- **Exercise description**
All of the data must be retyped exactly, with nothing left out.

Collected data entries
Start of Block
PR #123, opened 2021-01-25
add upload-image feature

mansiPaTeLL:
added upload-image feature

### DIFF
--- a/app/ios/Runner/Info.plist
+++ b/app/ios/Runner/Info.plist
@@ -41,5 +41,11 @@
 	</array>
 	<key>UIViewControllerBasedStatusBarAppearance</key>
 	<false/>
+	<key>NSCameraUsageDescription</key>
+    <string>Can I use the camera please?</string>
+    <key>NSMicrophoneUsageDescription</key>
+    <string>Can I use the mic please?</string>
+    <key>NSPhotoLibraryUsageDescription</key>
+    <string>Example usage description</string>
 </dict>
 </plist>
--- a/app/lib/common/utilities/image_upload.dart
+++ b/app/lib/common/utilities/image_upload.dart
@@ -1,0 +1,215 @@
+import 'dart:io';
+import 'dart:async';
+import 'package:flutter/foundation.dart';
+import 'package:flutter/material.dart';
+import 'package:image_picker/image_picker.dart';
+
+class UploadImage extends StatefulWidget {
+  const UploadImage({Key key}) : super(key: key);
+  static const route = '/image_upload';
+  @override
+  _UploadImageState createState() => _UploadImageState();
+}
+
+class _UploadImageState extends State<UploadImage> {
+  PickedFile _imageFile;
+  dynamic _pickImageError;
+  File _image;
+  final ImagePicker _picker = ImagePicker();
+  final TextEditingController maxWidthController = TextEditingController();
+  final TextEditingController maxHeightController = TextEditingController();
+  final TextEditingController qualityController = TextEditingController();
+
+  void _onImageButtonPressed(ImageSource source, {BuildContext context}) async {
+    try {
+      final pickedFile = await _picker.getImage(
+        source: source,
+      );
+      setState(() {
+        _imageFile = pickedFile;
+      });
+    } catch (e) {
+      setState(() {
+        _pickImageError = e;
+      });
+    }
+  }
+
+  Widget _previewImage() {
+    //final Text retrieveError = _getRetrieveErrorWidget();
+    if (_imageFile != null) {
+      if (kIsWeb) {
+        // Why network?
+        // See https://pub.dev/packages/image_picker#getting-ready-for-the-web-platform
+        return Image.network(_imageFile.path);
+      } else {
+        return Semantics(
+            child: Image.file(File(_imageFile.path)),
+            label: 'image_picker_example_picked_image');
+      }
+    } else if (_pickImageError != null) {
+      return Text(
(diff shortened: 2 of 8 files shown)


app/lib/common/utilities/image_upload.dart
```diff
@@ -0,0 +1,218 @@
...
+      });
+    } catch (e) {
+      setState(() {
+        _pickImageError = e;
+      });
+    }
+  }
+
+  Widget _previewImage() {
+    //final Text retrieveError = _getRetrieveErrorWidget();
```
holtzmak: - [x] Is this meant to be there or can it be removed?

app/lib/common/utilities/image_upload.dart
End of Block
- **Result**
PR #123, opened 2021-01-25
add upload-image feature

mansiPaTeLL:
added upload-image feature

### DIFF
--- a/app/ios/Runner/Info.plist
+++ b/app/ios/Runner/Info.plist
@@ -41,5 +41,11 @@
 	</array>
 	<key>UIViewControllerBasedStatusBarAppearance</key>
 	<false/>
+	<key>NSCameraUsageDescription</key>
+    <string>Can I use the camera please?</string>
+    <key>NSMicrophoneUsageDescription</key>
+    <string>Can I use the mic please?</string>
+    <key>NSPhotoLibraryUsageDescription</key>
+    <string>Example usage description</string>
 </dict>
 </plist>
--- a/app/lib/common/utilities/image_upload.dart
+++ b/app/lib/common/utilities/image_upload.dart
@@ -1,0 +1,215 @@
+import 'dart:io';
+import 'dart:async';
+import 'package:flutter/foundation.dart';
+import 'package:flutter/material.dart';
+import 'package:image_picker/image_picker.dart';
+
+class UploadImage extends StatefulWidget {
+  const UploadImage({Key key}) : super(key: key);
+  static const route = '/image_upload';
+  @override
+  _UploadImageState createState() => _UploadImageState();
+}
+
+class _UploadImageState extends State<UploadImage> {
+  PickedFile _imageFile;
+  dynamic _pickImageError;
+  File _image;
+  final ImagePicker _picker = ImagePicker();
+  final TextEditingController maxWidthController = TextEditingController();
+  final TextEditingController maxHeightController = TextEditingController();
+  final TextEditingController qualityController = TextEditingController();
+
+  void _onImageButtonPressed(ImageSource source, {BuildContext context}) async {
+    try {
+      final pickedFile = await _picker.getImage(
+        source: source,
+      );
+      setState(() {
+        _imageFile = pickedFile;
+      });
+    } catch (e) {
+      setState(() {
+        _pickImageError = e;
+      });
+    }
+  }
+
+  Widget _previewImage() {
+    //final Text retrieveError = _getRetrieveErrorWidget();
+    if (_imageFile != null) {
+      if (kIsWeb) {
+        // Why network?
+        // See https://pub.dev/packages/image_picker#getting-ready-for-the-web-platform
+        return Image.network(_imageFile.path);
+      } else {
+        return Semantics(
+            child: Image.file(File(_imageFile.path)),
+            label: 'image_picker_example_picked_image');
+      }
+    } else if (_pickImageError != null) {
+      return Text(
(diff shortened: 2 of 8 files shown)


app/lib/common/utilities/image_upload.dart
```diff
@@ -0,0 +1,218 @@
...
+      });
+    } catch (e) {
+      setState(() {
+        _pickImageError = e;
+      });
+    }
+  }
+
+  Widget _previewImage() {
+    //final Text retrieveError = _getRetrieveErrorWidget();
```
holtzmak: - [x] Is this meant to be there or can it be removed?

app/lib/common/utilities/image_upload.dart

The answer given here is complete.